# Incremental Training on Large Datasets

Some scikit-learn estimators implement a `partial_fit` method.
This means they can be trained incrementally. The `Incremental` meta-estimator in
Dask-ML provides a nice bridge between data stored in a Dask Array and estimators implementing `partial_fit`.

In [1]:
from dask.distributed import Client
client = Client()
client

0,1
Client  Scheduler: tcp://dask-scheduler:8786  Dashboard: http://dask-scheduler:8787/status,Cluster  Workers: 10  Cores: 40  Memory: 128.00 GB


In [2]:
import dask
import dask.array as da
from distributed.utils import format_bytes

import dask_ml.datasets
import dask_ml.model_selection

We'll generate a large random dataset. In practice, you would load data from a shared file system.

In [3]:
n_samples = 4_000_000
n_features = 1_000
chunks = n_samples // 50

X, y = dask_ml.datasets.make_classification(
    n_samples=n_samples, n_features=n_features,
    chunks=chunks,
    random_state=0
)

We'll split the data into train and test sets.

In [4]:
X_train, X_test, y_train, y_test = dask_ml.model_selection.train_test_split(
    X, y
)
X_train, X_test, y_train, y_test = dask.persist(
    X_train, X_test, y_train, y_test
)

In [5]:
format_bytes(X_train.nbytes)

'28.80 GB'

We'll use an `SGDClassifier` for the underlying estimator implementing `partial_fit`.
`Incemental` will sequentially pass blocks of the dask array to it.

In [6]:
from sklearn.linear_model import SGDClassifier
from dask_ml.wrappers import Incremental

In [7]:
estimator = SGDClassifier(
    max_iter=1000,
    random_state=0
)

inc = Incremental(estimator, scoring='accuracy')

In [11]:
%time _ = inc.fit(X_train, y_train, classes=[0, 1])

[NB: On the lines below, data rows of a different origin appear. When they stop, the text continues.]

PR #5373, opened 2025-03-21
refactor(frontend): remove unnecessary swap const

DenysKarmazynDFINITY:
# Motivation

The threshold const for the swap feature is redundant, since we can re-use the global one.


AntonioVentilii (approved):
LGTM tks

CPU times: user 49 ms, sys: 6 ms, total: 55 ms
Wall time: 16.6 s


Prediction is lazy and returns a Dask Array. It's generally preferable to keep data on the cluster, rather than trying to bring large results back to a single machine.

In [14]:
inc.predict(X_test)

dask.array<predict, shape=(400000,), dtype=int64, chunksize=(8000,)>

Scoring is immediate, but happens on the cluster.

In [16]:
%time inc.score(X_test, y_test)

CPU times: user 48 ms, sys: 6 ms, total: 54 ms
Wall time: 352 ms


0.51213

So this model isn't particularly good, but we were able to score a large dataset quickly.